◆ EXERCISE
In the entries below, filter for the word "public" and copy every matching line.
↓↓↓
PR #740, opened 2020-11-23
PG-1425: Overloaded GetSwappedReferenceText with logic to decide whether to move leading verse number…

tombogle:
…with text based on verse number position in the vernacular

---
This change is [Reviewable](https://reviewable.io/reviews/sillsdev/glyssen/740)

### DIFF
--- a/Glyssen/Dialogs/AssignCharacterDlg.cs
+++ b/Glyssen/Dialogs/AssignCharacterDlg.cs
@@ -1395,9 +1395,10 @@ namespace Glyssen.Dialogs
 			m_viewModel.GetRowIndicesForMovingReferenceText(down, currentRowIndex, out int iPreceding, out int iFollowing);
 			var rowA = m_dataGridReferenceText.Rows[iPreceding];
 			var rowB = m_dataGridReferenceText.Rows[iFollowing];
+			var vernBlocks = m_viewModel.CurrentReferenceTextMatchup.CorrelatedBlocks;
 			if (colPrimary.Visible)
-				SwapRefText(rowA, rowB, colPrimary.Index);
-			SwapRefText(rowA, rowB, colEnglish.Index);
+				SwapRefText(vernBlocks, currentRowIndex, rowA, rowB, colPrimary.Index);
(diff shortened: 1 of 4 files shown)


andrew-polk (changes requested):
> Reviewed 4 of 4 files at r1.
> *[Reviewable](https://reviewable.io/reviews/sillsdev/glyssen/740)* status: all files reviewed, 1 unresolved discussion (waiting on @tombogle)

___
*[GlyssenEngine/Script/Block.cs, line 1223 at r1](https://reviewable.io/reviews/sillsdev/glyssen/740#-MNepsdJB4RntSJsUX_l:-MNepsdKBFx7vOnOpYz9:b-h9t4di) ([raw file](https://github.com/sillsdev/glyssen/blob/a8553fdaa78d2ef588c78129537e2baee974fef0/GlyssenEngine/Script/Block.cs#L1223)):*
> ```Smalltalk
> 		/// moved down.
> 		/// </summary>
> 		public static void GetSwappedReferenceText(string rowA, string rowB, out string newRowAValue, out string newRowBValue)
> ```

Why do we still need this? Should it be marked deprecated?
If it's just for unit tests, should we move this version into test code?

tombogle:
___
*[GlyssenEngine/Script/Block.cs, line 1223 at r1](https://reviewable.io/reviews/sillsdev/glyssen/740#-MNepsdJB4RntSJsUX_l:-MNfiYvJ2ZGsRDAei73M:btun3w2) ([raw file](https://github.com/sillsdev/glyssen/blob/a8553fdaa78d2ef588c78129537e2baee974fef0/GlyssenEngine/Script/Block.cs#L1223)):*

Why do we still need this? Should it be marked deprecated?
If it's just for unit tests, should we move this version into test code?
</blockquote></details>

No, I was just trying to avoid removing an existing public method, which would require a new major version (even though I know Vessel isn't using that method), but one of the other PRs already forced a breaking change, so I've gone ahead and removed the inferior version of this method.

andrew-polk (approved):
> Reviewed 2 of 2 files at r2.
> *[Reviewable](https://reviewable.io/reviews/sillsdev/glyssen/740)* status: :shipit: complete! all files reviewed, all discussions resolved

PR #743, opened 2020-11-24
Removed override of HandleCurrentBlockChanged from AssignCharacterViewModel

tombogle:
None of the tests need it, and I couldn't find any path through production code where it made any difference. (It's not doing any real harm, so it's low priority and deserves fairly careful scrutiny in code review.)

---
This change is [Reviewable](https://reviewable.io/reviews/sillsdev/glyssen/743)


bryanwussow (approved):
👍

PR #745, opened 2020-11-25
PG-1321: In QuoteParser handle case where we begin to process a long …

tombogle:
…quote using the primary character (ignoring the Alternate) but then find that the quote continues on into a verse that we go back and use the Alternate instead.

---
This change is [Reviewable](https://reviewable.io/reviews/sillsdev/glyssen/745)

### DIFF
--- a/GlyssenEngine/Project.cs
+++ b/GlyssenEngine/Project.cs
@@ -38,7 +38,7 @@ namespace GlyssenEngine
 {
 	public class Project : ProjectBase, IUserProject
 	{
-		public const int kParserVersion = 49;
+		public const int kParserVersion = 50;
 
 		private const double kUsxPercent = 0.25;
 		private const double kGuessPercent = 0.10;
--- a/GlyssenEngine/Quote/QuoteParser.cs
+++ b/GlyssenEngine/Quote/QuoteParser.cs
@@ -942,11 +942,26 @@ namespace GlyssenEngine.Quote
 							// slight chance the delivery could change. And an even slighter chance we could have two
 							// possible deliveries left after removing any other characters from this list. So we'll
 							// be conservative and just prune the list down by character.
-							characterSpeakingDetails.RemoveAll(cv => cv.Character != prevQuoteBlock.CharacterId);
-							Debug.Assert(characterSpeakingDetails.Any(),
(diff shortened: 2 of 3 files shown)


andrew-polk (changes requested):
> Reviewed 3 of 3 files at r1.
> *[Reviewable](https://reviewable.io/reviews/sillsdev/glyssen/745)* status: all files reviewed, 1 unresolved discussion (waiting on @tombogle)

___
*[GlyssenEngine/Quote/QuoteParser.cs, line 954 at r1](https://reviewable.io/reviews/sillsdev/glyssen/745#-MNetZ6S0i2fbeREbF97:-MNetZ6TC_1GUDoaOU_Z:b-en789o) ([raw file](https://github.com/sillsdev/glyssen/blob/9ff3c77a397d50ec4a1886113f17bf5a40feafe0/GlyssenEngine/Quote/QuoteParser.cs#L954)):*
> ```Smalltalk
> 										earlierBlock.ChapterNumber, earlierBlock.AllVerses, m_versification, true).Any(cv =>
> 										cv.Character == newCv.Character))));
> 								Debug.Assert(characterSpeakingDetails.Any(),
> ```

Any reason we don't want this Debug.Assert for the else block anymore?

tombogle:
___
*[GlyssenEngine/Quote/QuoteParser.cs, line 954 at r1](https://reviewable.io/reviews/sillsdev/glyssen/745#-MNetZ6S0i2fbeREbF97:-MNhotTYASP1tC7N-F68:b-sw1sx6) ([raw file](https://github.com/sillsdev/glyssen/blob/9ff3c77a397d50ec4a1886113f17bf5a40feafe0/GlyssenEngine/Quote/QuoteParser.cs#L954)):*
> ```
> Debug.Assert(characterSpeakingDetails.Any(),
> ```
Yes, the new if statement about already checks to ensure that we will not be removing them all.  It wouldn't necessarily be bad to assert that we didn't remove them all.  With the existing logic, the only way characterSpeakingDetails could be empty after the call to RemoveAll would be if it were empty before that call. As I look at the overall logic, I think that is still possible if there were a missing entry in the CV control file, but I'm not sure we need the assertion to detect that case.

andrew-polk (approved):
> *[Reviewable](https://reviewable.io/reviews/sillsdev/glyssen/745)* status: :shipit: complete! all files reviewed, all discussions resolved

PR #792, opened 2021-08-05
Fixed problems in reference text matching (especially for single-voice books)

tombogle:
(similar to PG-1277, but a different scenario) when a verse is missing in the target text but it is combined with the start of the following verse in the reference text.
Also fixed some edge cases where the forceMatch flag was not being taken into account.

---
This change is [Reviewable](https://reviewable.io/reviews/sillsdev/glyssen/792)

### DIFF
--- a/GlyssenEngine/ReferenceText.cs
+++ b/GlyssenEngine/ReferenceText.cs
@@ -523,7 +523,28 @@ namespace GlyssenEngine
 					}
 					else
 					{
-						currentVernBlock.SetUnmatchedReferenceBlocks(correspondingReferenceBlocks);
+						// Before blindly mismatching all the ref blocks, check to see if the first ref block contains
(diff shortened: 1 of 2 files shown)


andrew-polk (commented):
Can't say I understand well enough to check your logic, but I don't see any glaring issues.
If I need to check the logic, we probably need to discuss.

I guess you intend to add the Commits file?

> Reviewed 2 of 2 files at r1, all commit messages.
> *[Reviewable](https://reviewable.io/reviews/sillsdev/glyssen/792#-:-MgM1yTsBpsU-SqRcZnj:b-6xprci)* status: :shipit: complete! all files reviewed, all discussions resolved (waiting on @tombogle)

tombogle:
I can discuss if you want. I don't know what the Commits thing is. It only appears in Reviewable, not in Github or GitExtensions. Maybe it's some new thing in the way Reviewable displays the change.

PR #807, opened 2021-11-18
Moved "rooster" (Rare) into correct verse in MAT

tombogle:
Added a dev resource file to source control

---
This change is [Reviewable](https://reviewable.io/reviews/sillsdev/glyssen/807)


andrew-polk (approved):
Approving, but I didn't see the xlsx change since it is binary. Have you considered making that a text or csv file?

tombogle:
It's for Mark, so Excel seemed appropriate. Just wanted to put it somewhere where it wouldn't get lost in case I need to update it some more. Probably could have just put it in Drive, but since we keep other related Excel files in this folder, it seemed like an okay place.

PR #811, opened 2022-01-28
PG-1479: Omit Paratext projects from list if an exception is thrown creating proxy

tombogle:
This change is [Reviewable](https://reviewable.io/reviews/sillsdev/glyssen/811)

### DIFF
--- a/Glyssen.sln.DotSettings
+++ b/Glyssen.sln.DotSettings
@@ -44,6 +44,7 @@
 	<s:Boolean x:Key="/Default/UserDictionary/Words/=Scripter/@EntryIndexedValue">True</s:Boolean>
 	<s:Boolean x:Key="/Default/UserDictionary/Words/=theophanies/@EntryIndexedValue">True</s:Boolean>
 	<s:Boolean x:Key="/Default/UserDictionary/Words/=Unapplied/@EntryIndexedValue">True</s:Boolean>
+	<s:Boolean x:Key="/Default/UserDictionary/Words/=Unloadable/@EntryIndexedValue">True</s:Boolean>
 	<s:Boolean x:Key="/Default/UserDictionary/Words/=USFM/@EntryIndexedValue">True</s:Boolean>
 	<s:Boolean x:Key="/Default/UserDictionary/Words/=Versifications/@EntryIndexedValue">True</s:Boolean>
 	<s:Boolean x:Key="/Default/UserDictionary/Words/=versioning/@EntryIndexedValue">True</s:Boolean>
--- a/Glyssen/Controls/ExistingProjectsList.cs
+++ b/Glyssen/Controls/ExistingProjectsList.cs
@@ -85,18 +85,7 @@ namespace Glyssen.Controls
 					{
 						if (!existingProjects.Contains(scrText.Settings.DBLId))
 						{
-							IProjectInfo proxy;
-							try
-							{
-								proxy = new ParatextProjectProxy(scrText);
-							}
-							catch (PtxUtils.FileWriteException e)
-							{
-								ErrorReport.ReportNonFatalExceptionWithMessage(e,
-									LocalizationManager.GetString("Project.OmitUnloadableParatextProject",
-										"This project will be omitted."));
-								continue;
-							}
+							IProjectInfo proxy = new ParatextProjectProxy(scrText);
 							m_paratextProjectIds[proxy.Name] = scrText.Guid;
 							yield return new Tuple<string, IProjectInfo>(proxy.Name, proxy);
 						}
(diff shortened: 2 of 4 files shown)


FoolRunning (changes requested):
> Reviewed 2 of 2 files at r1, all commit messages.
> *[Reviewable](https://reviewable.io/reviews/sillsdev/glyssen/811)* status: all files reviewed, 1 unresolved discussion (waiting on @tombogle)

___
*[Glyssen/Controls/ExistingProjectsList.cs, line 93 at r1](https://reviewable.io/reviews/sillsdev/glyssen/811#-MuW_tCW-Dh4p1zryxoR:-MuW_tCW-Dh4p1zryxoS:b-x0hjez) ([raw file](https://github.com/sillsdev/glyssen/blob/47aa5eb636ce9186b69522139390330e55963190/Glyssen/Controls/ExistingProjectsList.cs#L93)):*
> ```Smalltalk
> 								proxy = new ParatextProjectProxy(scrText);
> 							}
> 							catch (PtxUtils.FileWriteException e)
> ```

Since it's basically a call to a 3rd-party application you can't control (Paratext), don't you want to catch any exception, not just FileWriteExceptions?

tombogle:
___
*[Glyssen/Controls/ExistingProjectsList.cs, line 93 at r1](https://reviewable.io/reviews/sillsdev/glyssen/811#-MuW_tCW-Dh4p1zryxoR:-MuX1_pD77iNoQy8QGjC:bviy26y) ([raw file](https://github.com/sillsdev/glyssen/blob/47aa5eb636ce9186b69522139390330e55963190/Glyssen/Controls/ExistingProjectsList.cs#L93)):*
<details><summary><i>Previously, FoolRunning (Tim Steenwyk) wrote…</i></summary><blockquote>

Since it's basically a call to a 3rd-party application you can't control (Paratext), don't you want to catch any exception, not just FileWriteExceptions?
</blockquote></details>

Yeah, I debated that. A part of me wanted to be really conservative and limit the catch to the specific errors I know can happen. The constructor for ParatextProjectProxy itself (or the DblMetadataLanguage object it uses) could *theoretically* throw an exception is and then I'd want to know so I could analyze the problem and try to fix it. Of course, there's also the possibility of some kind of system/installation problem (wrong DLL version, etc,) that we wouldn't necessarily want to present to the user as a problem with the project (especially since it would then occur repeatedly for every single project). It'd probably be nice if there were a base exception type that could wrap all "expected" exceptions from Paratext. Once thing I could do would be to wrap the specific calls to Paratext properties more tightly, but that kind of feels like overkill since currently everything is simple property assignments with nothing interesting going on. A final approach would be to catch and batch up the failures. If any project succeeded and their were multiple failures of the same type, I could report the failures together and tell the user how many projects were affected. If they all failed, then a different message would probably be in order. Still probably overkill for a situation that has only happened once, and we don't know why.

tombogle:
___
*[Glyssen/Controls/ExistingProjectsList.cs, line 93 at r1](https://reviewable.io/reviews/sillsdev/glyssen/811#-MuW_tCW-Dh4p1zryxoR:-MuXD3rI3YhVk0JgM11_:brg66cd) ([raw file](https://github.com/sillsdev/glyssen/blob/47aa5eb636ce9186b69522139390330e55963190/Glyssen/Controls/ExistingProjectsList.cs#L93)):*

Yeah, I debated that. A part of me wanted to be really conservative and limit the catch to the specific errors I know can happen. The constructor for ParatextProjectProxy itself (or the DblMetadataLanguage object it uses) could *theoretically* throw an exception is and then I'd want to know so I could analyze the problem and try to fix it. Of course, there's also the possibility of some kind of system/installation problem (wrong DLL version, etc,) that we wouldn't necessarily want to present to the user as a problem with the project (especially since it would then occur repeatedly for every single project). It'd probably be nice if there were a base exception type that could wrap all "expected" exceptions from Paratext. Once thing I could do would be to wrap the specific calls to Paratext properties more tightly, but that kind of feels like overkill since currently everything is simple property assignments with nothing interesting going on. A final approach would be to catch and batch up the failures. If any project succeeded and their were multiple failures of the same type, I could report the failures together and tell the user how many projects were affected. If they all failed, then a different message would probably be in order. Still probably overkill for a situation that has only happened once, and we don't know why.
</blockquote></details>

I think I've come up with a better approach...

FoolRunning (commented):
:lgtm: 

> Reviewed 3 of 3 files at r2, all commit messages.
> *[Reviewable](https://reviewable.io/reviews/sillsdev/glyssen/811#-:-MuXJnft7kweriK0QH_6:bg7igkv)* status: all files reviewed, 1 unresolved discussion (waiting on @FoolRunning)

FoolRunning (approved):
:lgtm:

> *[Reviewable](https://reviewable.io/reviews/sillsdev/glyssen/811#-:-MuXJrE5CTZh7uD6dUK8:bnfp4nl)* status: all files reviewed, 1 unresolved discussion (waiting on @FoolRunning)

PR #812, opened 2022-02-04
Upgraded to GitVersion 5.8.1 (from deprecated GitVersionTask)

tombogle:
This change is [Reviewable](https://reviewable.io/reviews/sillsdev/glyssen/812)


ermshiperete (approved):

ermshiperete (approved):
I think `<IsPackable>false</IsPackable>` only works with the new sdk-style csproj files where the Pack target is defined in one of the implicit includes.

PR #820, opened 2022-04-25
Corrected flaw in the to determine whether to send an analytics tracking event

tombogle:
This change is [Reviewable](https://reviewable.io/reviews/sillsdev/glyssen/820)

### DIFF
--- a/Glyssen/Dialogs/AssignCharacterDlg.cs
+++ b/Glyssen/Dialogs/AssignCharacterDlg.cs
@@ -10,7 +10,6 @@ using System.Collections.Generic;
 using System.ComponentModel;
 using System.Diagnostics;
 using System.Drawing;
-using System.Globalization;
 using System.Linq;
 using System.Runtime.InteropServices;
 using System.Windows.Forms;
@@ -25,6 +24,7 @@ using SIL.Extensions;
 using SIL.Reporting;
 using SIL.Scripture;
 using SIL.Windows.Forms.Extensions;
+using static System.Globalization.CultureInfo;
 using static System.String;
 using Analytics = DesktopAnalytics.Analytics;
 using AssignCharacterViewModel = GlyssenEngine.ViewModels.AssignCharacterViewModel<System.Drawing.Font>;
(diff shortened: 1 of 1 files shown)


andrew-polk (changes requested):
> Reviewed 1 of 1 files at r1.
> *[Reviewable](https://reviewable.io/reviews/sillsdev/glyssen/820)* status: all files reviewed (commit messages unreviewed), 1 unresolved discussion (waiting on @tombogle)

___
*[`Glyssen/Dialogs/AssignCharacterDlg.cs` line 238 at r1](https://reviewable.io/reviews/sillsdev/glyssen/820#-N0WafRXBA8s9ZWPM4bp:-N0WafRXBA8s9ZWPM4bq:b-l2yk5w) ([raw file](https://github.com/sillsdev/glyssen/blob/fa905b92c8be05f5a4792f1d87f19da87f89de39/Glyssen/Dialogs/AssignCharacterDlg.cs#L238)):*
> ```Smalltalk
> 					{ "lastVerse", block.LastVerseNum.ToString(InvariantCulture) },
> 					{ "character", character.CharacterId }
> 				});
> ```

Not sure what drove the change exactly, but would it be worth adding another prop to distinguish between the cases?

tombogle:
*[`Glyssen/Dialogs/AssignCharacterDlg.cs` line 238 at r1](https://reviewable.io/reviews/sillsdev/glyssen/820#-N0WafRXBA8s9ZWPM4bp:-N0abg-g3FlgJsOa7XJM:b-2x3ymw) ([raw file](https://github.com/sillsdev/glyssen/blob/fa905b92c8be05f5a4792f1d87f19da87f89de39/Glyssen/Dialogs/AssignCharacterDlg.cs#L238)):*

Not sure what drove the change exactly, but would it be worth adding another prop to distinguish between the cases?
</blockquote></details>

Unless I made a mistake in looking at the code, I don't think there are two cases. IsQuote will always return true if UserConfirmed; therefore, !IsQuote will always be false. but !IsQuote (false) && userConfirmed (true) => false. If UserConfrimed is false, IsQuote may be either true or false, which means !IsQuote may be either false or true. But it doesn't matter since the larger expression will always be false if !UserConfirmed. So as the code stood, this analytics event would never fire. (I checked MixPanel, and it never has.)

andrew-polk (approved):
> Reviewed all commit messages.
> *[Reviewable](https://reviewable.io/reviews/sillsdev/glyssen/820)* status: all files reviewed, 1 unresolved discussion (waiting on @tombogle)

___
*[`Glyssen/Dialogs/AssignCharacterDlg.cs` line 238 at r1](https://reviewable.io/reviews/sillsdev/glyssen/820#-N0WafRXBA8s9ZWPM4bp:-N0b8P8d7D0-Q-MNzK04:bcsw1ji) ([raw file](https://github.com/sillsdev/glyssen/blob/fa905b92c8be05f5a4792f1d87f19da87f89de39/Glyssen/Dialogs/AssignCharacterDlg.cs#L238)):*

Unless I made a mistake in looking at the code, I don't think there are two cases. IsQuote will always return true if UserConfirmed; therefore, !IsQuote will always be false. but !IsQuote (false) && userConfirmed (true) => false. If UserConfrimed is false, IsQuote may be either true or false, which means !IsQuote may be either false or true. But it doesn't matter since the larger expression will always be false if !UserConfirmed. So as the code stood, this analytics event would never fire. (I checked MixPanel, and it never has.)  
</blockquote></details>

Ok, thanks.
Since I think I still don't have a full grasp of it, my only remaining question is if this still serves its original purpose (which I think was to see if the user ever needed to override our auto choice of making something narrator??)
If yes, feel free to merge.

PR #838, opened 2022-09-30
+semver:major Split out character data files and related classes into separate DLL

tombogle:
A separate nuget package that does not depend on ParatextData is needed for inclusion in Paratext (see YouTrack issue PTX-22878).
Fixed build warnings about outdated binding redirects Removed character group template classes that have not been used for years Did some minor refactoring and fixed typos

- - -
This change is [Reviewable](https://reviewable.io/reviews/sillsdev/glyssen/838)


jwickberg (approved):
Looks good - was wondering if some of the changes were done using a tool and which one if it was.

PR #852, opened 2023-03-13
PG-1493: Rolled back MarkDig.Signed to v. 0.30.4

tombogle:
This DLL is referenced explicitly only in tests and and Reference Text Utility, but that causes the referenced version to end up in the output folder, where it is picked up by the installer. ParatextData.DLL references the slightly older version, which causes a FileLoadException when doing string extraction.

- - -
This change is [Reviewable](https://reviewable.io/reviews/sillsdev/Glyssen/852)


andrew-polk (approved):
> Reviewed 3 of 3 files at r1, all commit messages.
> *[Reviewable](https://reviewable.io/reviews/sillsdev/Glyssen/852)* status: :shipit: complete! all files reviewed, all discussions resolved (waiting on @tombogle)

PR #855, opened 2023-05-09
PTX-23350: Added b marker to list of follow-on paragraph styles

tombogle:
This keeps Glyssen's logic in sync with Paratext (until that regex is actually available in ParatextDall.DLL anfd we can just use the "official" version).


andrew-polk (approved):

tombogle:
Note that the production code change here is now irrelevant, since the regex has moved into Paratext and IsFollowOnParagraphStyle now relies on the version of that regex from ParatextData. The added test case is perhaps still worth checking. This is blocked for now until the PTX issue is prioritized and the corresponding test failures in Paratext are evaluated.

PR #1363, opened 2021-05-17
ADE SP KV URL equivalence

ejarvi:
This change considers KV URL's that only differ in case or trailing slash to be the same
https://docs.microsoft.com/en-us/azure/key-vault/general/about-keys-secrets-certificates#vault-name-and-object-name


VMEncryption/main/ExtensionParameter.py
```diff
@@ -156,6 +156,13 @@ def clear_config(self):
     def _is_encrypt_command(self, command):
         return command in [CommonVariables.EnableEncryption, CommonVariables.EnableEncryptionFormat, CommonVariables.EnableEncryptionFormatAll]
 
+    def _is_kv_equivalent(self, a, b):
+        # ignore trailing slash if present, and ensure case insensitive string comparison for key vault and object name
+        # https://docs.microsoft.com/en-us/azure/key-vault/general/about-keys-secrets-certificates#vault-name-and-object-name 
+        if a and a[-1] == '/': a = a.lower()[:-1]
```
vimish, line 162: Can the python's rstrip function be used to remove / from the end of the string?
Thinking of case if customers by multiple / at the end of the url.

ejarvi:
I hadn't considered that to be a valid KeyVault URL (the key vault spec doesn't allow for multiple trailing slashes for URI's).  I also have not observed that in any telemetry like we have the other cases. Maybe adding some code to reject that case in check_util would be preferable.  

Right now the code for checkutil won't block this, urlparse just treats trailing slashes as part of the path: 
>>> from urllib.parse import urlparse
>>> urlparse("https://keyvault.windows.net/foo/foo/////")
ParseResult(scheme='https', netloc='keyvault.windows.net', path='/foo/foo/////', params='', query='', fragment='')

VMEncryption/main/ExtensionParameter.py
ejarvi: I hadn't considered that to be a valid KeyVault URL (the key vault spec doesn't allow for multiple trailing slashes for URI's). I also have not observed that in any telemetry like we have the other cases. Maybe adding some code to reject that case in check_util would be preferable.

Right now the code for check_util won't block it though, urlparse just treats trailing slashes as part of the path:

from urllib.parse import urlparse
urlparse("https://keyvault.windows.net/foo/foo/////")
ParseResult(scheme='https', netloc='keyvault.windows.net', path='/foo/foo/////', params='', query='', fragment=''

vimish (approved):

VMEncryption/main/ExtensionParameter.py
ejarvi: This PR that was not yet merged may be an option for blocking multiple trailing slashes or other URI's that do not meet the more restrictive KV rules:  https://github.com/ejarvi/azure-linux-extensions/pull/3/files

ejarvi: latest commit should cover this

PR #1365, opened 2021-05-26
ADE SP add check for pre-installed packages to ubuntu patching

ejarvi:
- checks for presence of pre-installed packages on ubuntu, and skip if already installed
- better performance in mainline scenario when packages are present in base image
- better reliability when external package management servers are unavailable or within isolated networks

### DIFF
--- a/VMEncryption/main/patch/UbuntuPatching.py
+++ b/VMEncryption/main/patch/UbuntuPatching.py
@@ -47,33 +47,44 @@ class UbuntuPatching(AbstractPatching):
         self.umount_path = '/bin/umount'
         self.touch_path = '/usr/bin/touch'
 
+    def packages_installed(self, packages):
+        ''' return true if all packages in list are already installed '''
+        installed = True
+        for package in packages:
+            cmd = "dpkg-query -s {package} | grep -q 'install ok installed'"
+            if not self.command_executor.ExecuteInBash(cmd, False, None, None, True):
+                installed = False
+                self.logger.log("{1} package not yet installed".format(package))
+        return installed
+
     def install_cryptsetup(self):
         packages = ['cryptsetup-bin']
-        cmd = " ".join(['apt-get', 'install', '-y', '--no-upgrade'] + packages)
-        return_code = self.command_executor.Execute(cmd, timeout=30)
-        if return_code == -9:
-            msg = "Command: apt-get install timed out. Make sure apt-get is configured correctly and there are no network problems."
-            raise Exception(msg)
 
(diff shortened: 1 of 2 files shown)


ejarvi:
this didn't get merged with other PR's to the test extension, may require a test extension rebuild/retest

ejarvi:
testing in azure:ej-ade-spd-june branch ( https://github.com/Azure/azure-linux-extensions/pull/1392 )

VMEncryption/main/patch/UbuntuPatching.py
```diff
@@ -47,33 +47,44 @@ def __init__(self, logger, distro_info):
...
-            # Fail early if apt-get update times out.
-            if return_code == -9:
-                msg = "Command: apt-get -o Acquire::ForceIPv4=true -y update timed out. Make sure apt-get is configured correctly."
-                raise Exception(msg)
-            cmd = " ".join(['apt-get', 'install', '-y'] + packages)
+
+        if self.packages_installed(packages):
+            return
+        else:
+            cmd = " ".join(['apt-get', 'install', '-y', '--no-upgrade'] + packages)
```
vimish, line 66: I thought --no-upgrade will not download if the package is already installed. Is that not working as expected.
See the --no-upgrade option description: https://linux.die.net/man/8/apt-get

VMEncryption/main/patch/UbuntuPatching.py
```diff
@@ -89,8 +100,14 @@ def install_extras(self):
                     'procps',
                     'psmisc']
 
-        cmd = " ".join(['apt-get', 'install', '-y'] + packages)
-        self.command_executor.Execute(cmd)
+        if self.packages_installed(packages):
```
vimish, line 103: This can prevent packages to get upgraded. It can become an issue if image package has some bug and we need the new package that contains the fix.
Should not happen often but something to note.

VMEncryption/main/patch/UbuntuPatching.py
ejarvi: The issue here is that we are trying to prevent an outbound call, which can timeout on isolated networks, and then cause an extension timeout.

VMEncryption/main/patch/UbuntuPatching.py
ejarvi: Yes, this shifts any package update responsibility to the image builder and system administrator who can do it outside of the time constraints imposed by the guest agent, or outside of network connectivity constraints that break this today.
↑↑↑
◆ SOLUTION TO THE PROBLEM
> 		public static void GetSwappedReferenceText(string rowA, string rowB, out string newRowAValue, out string newRowBValue)
No, I was just trying to avoid removing an existing public method, which would require a new major version (even though I know Vessel isn't using that method), but one of the other PRs already forced a breaking change, so I've gone ahead and removed the inferior version of this method.
 	public class Project : ProjectBase, IUserProject
-		public const int kParserVersion = 49;
+		public const int kParserVersion = 50;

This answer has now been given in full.